DISCLAIMER: I DO NOT OWN ANY OF THE CHARACTERS FROM TWILIGHT. THEY ALL BELONG TO STEPHENIE MEYER.
I'm sorry this chapter has taken so long, but it's been extremely hard to write. Edward's point of view is becoming increasingly hard at the moment, so bear with me on this one. When it comes to Edward's point of view, updates might take a little longer.
EPOV
She was gone.
She promised me that she would never leave, and she did.
The rational part of my brain told me that she had no choice. That she had to leave. That if she had a choice she would have stayed with me rather than go back to Phoenix. And then the other part of my brain. The part that made me paranoid and scared told me that she had left me, just like everyone else had.
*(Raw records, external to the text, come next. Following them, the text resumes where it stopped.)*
PR #16356, opened 2024-07-08
nrf_security: Support legacy and PSA APIs in 54L15

Vge0rge:
This adds support for the configuration
NRF_SECURITY_LEGACY_AND_PSA with the nRF54L15
devices.

Ref: NCSDK-27932

### DIFF
--- a/subsys/nrf_security/Kconfig
+++ b/subsys/nrf_security/Kconfig
@@ -39,7 +39,7 @@ config NRF_SECURITY
 	default y if ENTROPY_PSA_CRYPTO_RNG && SOC_SERIES_NRF54LX
 	select DISABLE_MBEDTLS_BUILTIN if MBEDTLS
 	# Generating random requires a CRACEN PSA Crypto driver on nrf54L
-	select PSA_CRYPTO_DRIVER_CRACEN if PSA_WANT_GENERATE_RANDOM && SOC_SERIES_NRF54LX
+	select PSA_CRYPTO_DRIVER_CRACEN if (PSA_WANT_GENERATE_RANDOM && SOC_SERIES_NRF54LX) && !NRF_SECURITY_LEGACY_AND_PSA
 	# NCS does not use TF-M's BL2 bootloader, but uses it's own fork
 	# of MCUBoot instead (CONFIG_BOOTLOADER_MCUBOOT).
 	#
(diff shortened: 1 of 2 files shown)


subsys/nrf_security/src/drivers/CMakeLists.txt
```diff
@@ -12,7 +12,7 @@ else()
 	add_subdirectory(nrf_cc3xx)
   endif()
 
-  if(CONFIG_PSA_CRYPTO_DRIVER_CRACEN)
+  if(CONFIG_PSA_CRYPTO_DRIVER_CRACEN OR (CONFIG_NRF_SECURITY_LEGACY_AND_PSA AND CONFIG_SOC_SERIES_NRF54LX))
```
tomi-font, line 15: Seems a bit counterintuitive as in the new case `CONFIG_PSA_CRYPTO_DRIVER_CRACEN` is not selected, but still added in the CMake logic.

tomi-font (approved):

subsys/nrf_security/Kconfig
```diff
@@ -39,7 +39,7 @@ config NRF_SECURITY
 	default y if ENTROPY_PSA_CRYPTO_RNG && SOC_SERIES_NRF54LX
 	select DISABLE_MBEDTLS_BUILTIN if MBEDTLS
 	# Generating random requires a CRACEN PSA Crypto driver on nrf54L
-	select PSA_CRYPTO_DRIVER_CRACEN if PSA_WANT_GENERATE_RANDOM && SOC_SERIES_NRF54LX
+	select PSA_CRYPTO_DRIVER_CRACEN if (PSA_WANT_GENERATE_RANDOM && SOC_SERIES_NRF54LX) && !NRF_SECURITY_LEGACY_AND_PSA
```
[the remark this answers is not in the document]
Vge0rge: I added it because they are logically grouped, I hoped that this makes it more clear.

subsys/nrf_security/src/drivers/CMakeLists.txt
Vge0rge: Yes, it is indeed counterintuitive but for this particular use case necessary. For the  legacy and PSA config we need to include that to get RNG even though we don't use the rest of the driver. We use Oberon for everything except RNG. This is an experimental feature (legacy and PSA) which we hope to get it removed later when then adoption of PSA is better.

vili-nordic (approved):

My parents had left me. The friends I used to have back in Chicago before I had lost my parents, they'd all left me.
Everyone left me when they'd had enough of me.
They used me when they wanted, and for what they wanted me and then when they'd had enough of me, they tossed me aside like last weeks garbage.
I had spent most of my time in the house that my parents had bought for Bella and myself. I didn't want to leave. Ever.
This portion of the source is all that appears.